* Information supplied *

PR #242, opened 2021-07-09
Improvement: better offledger API info

jorgemmsilva:
Adds checks for common mistakes when sending offledger requests: invalid signature or empty account balance.

### DIFF
--- a/packages/webapi/request/request.go
+++ b/packages/webapi/request/request.go
@@ -6,7 +6,9 @@ import (
 	"net/http"
 	"strings"
 
+	"github.com/iotaledger/goshimmer/packages/ledgerstate"
 	"github.com/iotaledger/wasp/packages/chain"
+	"github.com/iotaledger/wasp/packages/coretypes"
 	"github.com/iotaledger/wasp/packages/coretypes/chainid"
 	"github.com/iotaledger/wasp/packages/coretypes/request"
 	"github.com/iotaledger/wasp/packages/webapi/httperrors"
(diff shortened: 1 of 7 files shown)


packages/webapi/request/request.go
```diff
@@ -43,10 +50,27 @@ func (o *offLedgerReqAPI) handleNewRequest(c echo.Context) error {
...
 	ch := o.getChain(chainID)
 	if ch == nil {
 		return httperrors.NotFound(fmt.Sprintf("Unknown chain: %s", chainID.Base58()))
 	}
+
+	// check user has on-chain balance
+	balances, err := o.getAccountBalance(ch, offLedgerReq.SenderAccount())
+	if err != nil {
+		return httperrors.ServerError("Unable to get account balance")
+	}
```
dessaya, line 68: Shouldn't this check be done by the client instead of the server? I imagine that it makes some kind of ~request to goshimmer~ view call for this, and it makes the off-ledger request somewhat slower.

packages/webapi/request/request.go
```diff
@@ -43,10 +50,27 @@ func (o *offLedgerReqAPI) handleNewRequest(c echo.Context) error {
...
+
+	if len(balances) == 0 {
```
dessaya, line 70: Instead of comparing against 0, shouldn't it check against the `Transfer` component of the request?

packages/webapi/request/request.go
jorgemmsilva: no, this is "wasp chain balance". if the client does this it would just hit the webapi on a different endpoint.
also doing this prevents the requests to be added to mempool/broadcasted, etc

packages/webapi/request/request.go
jorgemmsilva: can also check that, but this check is needed. Doesn't matter if the request has `Transfer` if the account is empty 😄 . Also I think we automatically charge exec fees from the sender account, so the `Transfer` is not mandatory

lunfardo314: "Account is empty" means sender is not known to the chain. It is a fast first line protection against blind spamming attack. Is it enough tokens etc is checked by the VM.

lunfardo314 (approved):

dessaya (approved):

* Problem requirements *
Since only a count is wanted, give the number of lines in the listing that contain the word "approved".

* Response to the exercise *
2